Around 200 people protested in Johannesburg today against the Sunday Sun’s recent publishing of the controversial homophobic Jon Qwelane column.

Angry LGBT people began to congregate outside the gates of Media24 office park, the parent company of the Sunday Sun, from 2pm in a demonstration organised by Michael Smolinsky from Jewish Outlook under the auspices of the Joint Working Group.

The protesters sang songs, waved rainbow flags and held up placards which read “Honk if you hate homophobia”, “Sunday Sun promotes violence”, “Hate speech kills” and “Educate against hate”.

Many passing cars and trucks on the busy Kingsway road in Auckland Park hooted in support as they drove past.

“The LGBTI community is under attack and this article promotes hate and violence against LGBTI people,” said Smolinsky, referring to the growing spate of deadly hate crime attacks across the country, specifically on black lesbians.

The protestors were led into the office grounds were they continued to demonstrate on a stretch of grass facing the building entrance. A group of Media24 employees and journalists gathered outside to watch the unfolding events.

The event was videotaped by police who had a small but visible presence at the protest.

Mixael de Kock, host of the Bravo Brava radio show, made an impassioned speech to the crowd, slamming Jon Qwelane’s homophobia, and warning that ignoring hate speech would ultimately have dire consequences for everyone – gay and straight.

“Media24 cannot distance itself from the views of its employees – not if those views have been printed on paper owned by and then sold by the company,” said de Kock.

“And there is only one question for Media24 to answer: Is it ethical for Media24 to be making profits from spreading writings of intolerance and which may even incite the uninformed to commit crimes of violence against their fellow citizens?”

Steve Letsike from OUT LGBT then read out a memorandum from the Joint Working Group before handing it over to Themba Khumalo, Editor in Chief of the Sunday Sun, who was accompanied by his attorney.

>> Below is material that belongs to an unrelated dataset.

PR #590, opened 2024-12-30
use bingo to manage golangci-lint

weinong:
* use bingo to manage golangci-lint
* bump golangci-lint to 1.62.2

The memorandum demanded that the Sunday Sun make an immediate apology and retract the article, that all Media24 publications distance themselves from Qwelane’s comments and that he be fired as a writer for Media24 publications.

Asked to make a comment to the protestors, Khumalo, who wore a Sunday Sun cap, refused to apologise: “I am not prepared to commit to anything until we have seen the memorandum,” he said before returning back to the building.

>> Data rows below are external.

Issue #555, opened 2024-11-20
kubelogin(interactive pop) issue with AKSArc connected to Winfield


Aijing2333:
@julienstroheker 
For Winfield, we need to disable instance discovery in the auth flow, or we will hit below error. Maybe the previous flow work as the instance discovery was not enabled at that time

PS C:\Users\cloudtest> $env:AZURE_ENVIRONMENT_FILEPATH = "C:\AksArc\env.json"
PS C:\Users\cloudtest> kubectl --kubeconfig C:\Aksarc\config-aksarc-test1-user get ns
Error: failed to get token: failed to create PoP token using interactive login: failed to create PoP token with interactive flow: http call(https://login.microsoftonline.com/common/discovery/instance?api-version=1.1&authorization_endpoint=https%3A%2F%2Flogin.autonomous.cloud.private%2F98b8267d-e97f-426e-8b3f-7956511fd63f%2Foauth2%2Fv2.0%2Fauthorize)(GET) error: reply status code was 400:
{"error":"invalid_instance","error_description":"AADSTS50049: Unknown or invalid instance. Trace ID: 8475d55f-87de-42e3-a4fb-8bc1e1401100 Correlation ID: 7e9eef1b-bbc1-4d55-b2b6-9c3b1ae15fb7 Timestamp: 2024-11-20 03:14:35Z","error_codes":[50049],"timestamp":"2024-11-20 03:14:35Z","trace_id":"8475d55f-87de-42e3-a4fb-8bc1e1401100","correlation_id":"7e9eef1b-bbc1-4d55-b2b6-9c3b1ae15fb7","error_uri":"https://login.microsoftonline.com/error?code=50049"}
E1120 03:14:35.121603    2420 memcache.go:265] couldn't get current server API group list: Get "https://192.168.1.202:6443/api?timeout=32s": getting credentials: exec: executable kubelogin failed with exit code 1
Error: failed to get token: failed to create PoP token using interactive login: failed to create PoP token with interactive flow: http call(https://login.microsoftonline.com/common/discovery/instance?api-version=1.1&authorization_endpoint=https%3A%2F%2Flogin.autonomous.cloud.private%2F98b8267d-e97f-426e-8b3f-7956511fd63f%2Foauth2%2Fv2.0%2Fauthorize)(GET) error: reply status code was 400:

env.json:
{
    "name":  "AzureEdgeCloud",
    "managementPortalURL":  "https://portal.autonomous.cloud.private/",
[...]

PR #593, opened 2025-01-13
Add disable-instance-discovery option in interactive pop mode

Aijing2333:
For Winfield, we need to disable instance discovery in the auth flow, or we will hit error. See details in https://github.com/Azure/kubelogin/issues/555 

Context
Project Winfield is an appliance Virtual Machine (VM) that provides a local control plane for your datacenter. It allows you to deploy and manage the appliance easily and use Azure Arc and Azure management capabilities in a disconnected or air-gapped environment. Project Winfield is designed to help you meet specific regulatory requirements when you need a local control plane.

### DIFF
--- a/docs/book/src/cli/get-token.md
+++ b/docs/book/src/cli/get-token.md
@@ -20,6 +20,7 @@ ZURE_CLIENT_CERTIFICATE_PASSWORD environment variable
       --client-id string                     AAD client application ID. It may be specified in AAD_SERVICE_PRINCIPAL_CLIENT_ID or AZURE_CLIENT_ID environment variable
       --client-secret string                 AAD client application secret. Used in spn login. It may be specified in AAD_SERVICE_PRINCIPAL_CLIENT_SECRET or AZURE_CLIENT_S
 ECRET environment variable
+      --disable-instance-discovery           set to true to disable instance discovery in environments with their own Identity Provider (not Entra ID/AAD) that does not have instance metadata discovery endpoint.
   -e, --environment string                   Azure environment name (default "AzurePublicCloud")
       --federated-token-file string          Workload Identity federated token file. It may be specified in AZURE_FEDERATED_TOKEN_FILE environment variable
   -h, --help                                 help for get-token
--- a/pkg/internal/pop/msal_public.go
+++ b/pkg/internal/pop/msal_public.go
@@ -9,19 +9,24 @@ import (
 	"github.com/AzureAD/microsoft-authentication-library-for-go/apps/public"
 )
 
+type PublicClientOptions struct {
+	Authority                string
+	ClientID                 string
+	DisableInstanceDiscovery bool
+	Options                  *azcore.ClientOptions
+}
+
 // AcquirePoPTokenInteractive acquires a PoP token using MSAL's interactive login flow.
 // Requires user to authenticate via browser
 func AcquirePoPTokenInteractive(
 	context context.Context,
 	popClaims map[string]string,
 	scopes []string,
-	authority,
-	clientID string,
-	options *azcore.ClientOptions,
+	pcOptions *PublicClientOptions,
 ) (string, int64, error) {
 	var client *public.Client
 	var err error
-	client, err = getPublicClient(authority, clientID, options)
+	client, err = getPublicClient(pcOptions)
 	if err != nil {
 		return "", -1, err
 	}
@@ -53,13 +58,11 @@ func AcquirePoPTokenByUsernamePassword(
 	context context.Context,
 	popClaims map[string]string,
 	scopes []string,
-	authority,
-	clientID,
 	username,
 	password string,
-	options *azcore.ClientOptions,
+	pcOptions *PublicClientOptions,
 ) (string, int64, error) {
-	client, err := getPublicClient(authority, clientID, options)
+	client, err := getPublicClient(pcOptions)
 	if err != nil {
 		return "", -1, err
 	}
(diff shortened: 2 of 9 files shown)


pkg/internal/pop/msal_public.go
```diff
@@ -18,10 +18,11 @@ func AcquirePoPTokenInteractive(
 	authority,
 	clientID string,
 	options *azcore.ClientOptions,
+	isWinfieldEnv bool,
```
julienstroheker, line 21: This parameter is too specific to winfield here, this should be more generic such as `WithInstanceDiscovery` for example.

I also think that we should start passing optional option or struct here.

pkg/internal/token/provider.go
```diff
@@ -34,14 +35,14 @@ func NewTokenProvider(o *Options) (TokenProvider, error) {
 	case DeviceCodeLogin:
 		return newDeviceCodeTokenProvider(*oAuthConfig, o.ClientID, o.ServerID, o.TenantID)
 	case InteractiveLogin:
-		return newInteractiveTokenProvider(*oAuthConfig, o.ClientID, o.ServerID, o.TenantID, popClaimsMap)
+		return newInteractiveTokenProvider(*oAuthConfig, o.ClientID, o.ServerID, o.TenantID, popClaimsMap, isWinfieldEnvironment(o.Environment))
```
julienstroheker, line 38: overall I would like to avoid naming winfield here, and find a broader approach.

pkg/internal/token/provider.go
```diff
@@ -87,3 +88,10 @@ func getAzureEnvironment(environment string) (azure.Environment, error) {
 	}
 	return azure.EnvironmentFromName(environment)
 }
+
+func isPrivateEnvironment(environment string) bool {
```
bganapa, line 92: isAirGappedCloud is likely better naming

pkg/internal/token/options.go
```diff
@@ -38,6 +38,7 @@ type Options struct {
 
 const (
 	defaultEnvironmentName = "AzurePublicCloud"
+	privateEnvironmentName = "AzureStackCloud"
```
bganapa, line 41: who sets the value AzureStackCloud? where is this being consumed?

weinong: I suppose AKS should also set this argument in AGC environment?

weinong: Also, I don't think `AzureStackCloud` is appropriate for Airgapped environment.

Aijing2333: This name is hardcode in https://github.com/Azure/go-autorest/blob/main/autorest/azure/environments.go#L293  to load env from file(retrieve ActiveDirectoryEndpoint), so we set this name.
For AKS in AGC environment, not very familiar with it, not sure if it needs to load own ActiveDirectoryEndpoint and disable discovery instance

weinong: I think the most appropriate way is to add a flag in cli to disable instance metadata discovery since AGC actually has their own instance metadata discovery endpoint

bganapa: thinking back,  AirGappedCloud is a bit overloaded. The proposed change here is specifically for the environment Azure Local Disconnected (https://learn.microsoft.com/en-us/azure/azure-local/manage/disconnected-operations-overview)

It is also referred internally as Arc Autonomous. This disconnected environment has its own simple Identity Provider(not AAD) which does not have instance metadata discovery endpoint. 

@Aijing2333 Is it passible to parameterize DisableInstanceDiscovery  to kubelogin.exe ? who will be setting that option?

weinong: for now, exposing this parameter directly in cli and api and let the end user decide is most appropriate, rather than deriving it from the environment

Aijing2333: Thanks @weinong  @bganapa  for your suggestion. I will make the change to expose the DisableInstanceDiscovery option, but the name AzureStackCloud is still needed as it is the only way to load env from file  https://github.com/Azure/go-autorest/blob/main/autorest/azure/environments.go#L293, is this fine?

bganapa: Do we need to refer AzureStackCloud within Kubelogin codebase or outside of it ? I know we have this reference of AzureStackCloud  in many codebases, CLI, Custom Location RP  etc..  If we cant avoid it, I think we will have to make that case to weinong and take it forward..

Aijing2333: Never mind, I suddenly realize after I expose the DisableInstanceDiscovery option, this code change removed. Kubelogin already contains the logic to the load env file when env name is azurestackcloud

pkg/internal/pop/msal_public.go
```diff
@@ -9,19 +9,24 @@ import (
 	"github.com/AzureAD/microsoft-authentication-library-for-go/apps/public"
 )
 
+type PublicClientOptions struct {
+	Authority                string
+	ClientID                 string
+	DisableInstanceDiscovery bool
```
bganapa, line 15: Dont we also need TenantId here? wondering as I introduced MsalClientOptions in my other PR and the possibility of reusing it here..

docs/book/src/cli/get-token.md
```diff
@@ -20,6 +20,7 @@ ZURE_CLIENT_CERTIFICATE_PASSWORD environment variable
       --client-id string                     AAD client application ID. It may be specified in AAD_SERVICE_PRINCIPAL_CLIENT_ID or AZURE_CLIENT_ID environment variable
       --client-secret string                 AAD client application secret. Used in spn login. It may be specified in AAD_SERVICE_PRINCIPAL_CLIENT_SECRET or AZURE_CLIENT_S
 ECRET environment variable
+      --disable-instance-discovery           set to true to disable instance discovery in environments with their own simple Identity Provider (not AAD) that do not have instance metadata discovery endpoint.
```
weinong, line 23: what do you mean by `simple`?

weinong, line 23:
```suggestion
      --disable-instance-discovery           set to true to disable instance discovery in environments with their own Identity Provider (not Entra ID/AAD) that does not have instance metadata discovery endpoint.
```

pkg/internal/pop/msal_public.go
weinong: +1. why don't we have https://pkg.go.dev/github.com/AzureAD/microsoft-authentication-library-for-go@v1.3.2/apps/public#WithTenantID

Aijing2333: I think the code uses https://pkg.go.dev/github.com/AzureAD/microsoft-authentication-library-for-go@v1.3.2/apps/public#WithAuthenticationScheme for proof of possession access tokens. WithTenantID can't be used for pop access token. @rharpavat please correct me if any mistake

weinong: You should specify tenant ID by using https://pkg.go.dev/github.com/AzureAD/microsoft-authentication-library-for-go@v1.3.2/apps/public#WithTenantID

pkg/internal/pop/msal_public.go
```diff
@@ -88,23 +91,25 @@ func AcquirePoPTokenByUsernamePassword(
 }
 
 // getPublicClient returns an instance of the msal `public` client based on the provided options
-func getPublicClient(
-	authority,
-	clientID string,
-	options *azcore.ClientOptions,
-) (*public.Client, error) {
+// The instance discovery will be disable on private cloud
```
weinong, line 94:
```suggestion
// The instance discovery should be disabled on private cloud
```

pkg/internal/pop/msal_public.go
Aijing2333: Updated with fix

pkg/internal/pop/msal_public.go
Aijing2333: Fixed

pkg/internal/pop/msal_public.go
bganapa: If we are going to add TenantId here, i think it can be refactored to reuse the MsalClientOptions defined in the msal_confidential.go

Aijing2333: Thanks for the suggestion, reuse MsalClientOptions

weinong (approved):
LGTM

“I think [we] did well to deliver a strong, united response from the community that the advocating of hate in the mainstream media is a violation of Freedom of Expression, the SA Press Code as well as the foundational values of our Constitution, namely the Freedom, Dignity and Equality of all South African Citizens,” said Smolinsky in statement after the protest.

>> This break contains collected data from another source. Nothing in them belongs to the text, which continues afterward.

Issue #196, opened 2023-02-14
Empty client secret when defining it from environment variables


alk-adong:
Hello,

We are using a service principal with kubelogin and recently migrated to the following commandline:

```
# Before
kubelogin convert-kubeconfig --login spn --client-id ${ARM_CLIENT_ID} --client-secret ${ARM_CLIENT_SECRET}

# After
kubelogin convert-kubeconfig --login spn --use-azurerm-env-vars
```

However, with the new commandline, in the `~/.kube/config` file, we are missing the `--client-secret` argument and its value.

```
- name: clusterUser_REDACTED
  user:
    exec:
      apiVersion: client.authentication.k8s.io/v1beta1
      args:
      - get-token
      - --login
      - spn
      - --server-id
      - REDACTED
      - --client-id
      - REDACTED
      - --tenant-id
      - REDACTED
      - --environment
      - AzurePublicCloud
      command: kubelogin
      env: null
      provideClusterInfo: false
```

It results in the following error:

```
Error: both clientSecret and clientcert cannot be empty
```

I noticed that changing to the following commandline fixes the issue:

```
kubelogin convert-kubeconfig --login spn --use-azurerm-env-vars --client-secret ""
```

Most likely, this is the responsible part, as it checks that the flag is defined in the commandline arguments instead of checking if the value in the struct is non-empty.

https://github.com/Azure/kubelogin/blob/992e74d0fdb4426b36d49a0486be68b9f230d487/pkg/converter/convert.go#L251-L261

sam-cogan:
It seems there is the same issue with Client ID as well, it's not written out unless you supply an empty value as a parameter

markgould:
This is still an issue. Thankfully this thread helped me resolve it.

PR #594, opened 2025-01-14
Add disable environment override option.

dpersson:
Sometimes you don't want to overwrite the provided arguments with possible settings from your environment variables.
This adds a flag to convert-kubeconfig for disabling environment override. It uses the flag in "kubelogin get-token" UpdateFromEnv() to return early and disregard possible setting of environment variables.

`kubelogin convert-kubeconfig -l spn --client-id xxx --client-secret xxx --disable-environment-override`

will result in:
```

{
  "name": "clusterxxx",
  "user": {
    "exec": {
      "apiVersion": "client.authentication.k8s.io/v1beta1",
      "args": [
        "get-token",
        "--login",
        "spn",
        "--server-id",
        "xxx",
        "--client-id",
        "***",
        "--tenant-id",
        "***",
        "--environment",
        "AzurePublicCloud",
        "--client-secret",
        "xxx",
        "--disable-environment-override"
      ],
      "command": "kubelogin",
      "env": null,
      "installHint": "\nkubelogin is not installed which is required to connect to AAD enabled cluster.\n\nTo learn more, please go to https://aka.ms/aks/kubelogin\n",
      "provideClusterInfo": false
    }
  }
}

```

Provides solution for #196


dpersson:
> @microsoft-github-policy-service agree

@microsoft-github-policy-service agree

weinong (approved):
LGTM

“I also think this highlighted the fact that for many South Africans, and particularly those that have become victims of Hate, these ideals exist only in theory whereby the choice to live one’s life freely and openly carries with it a deadly cost. To that extent our Democracy is failing, and the media can’t escape it’s complicity with that, nor shrug its responsibility to address these failures.”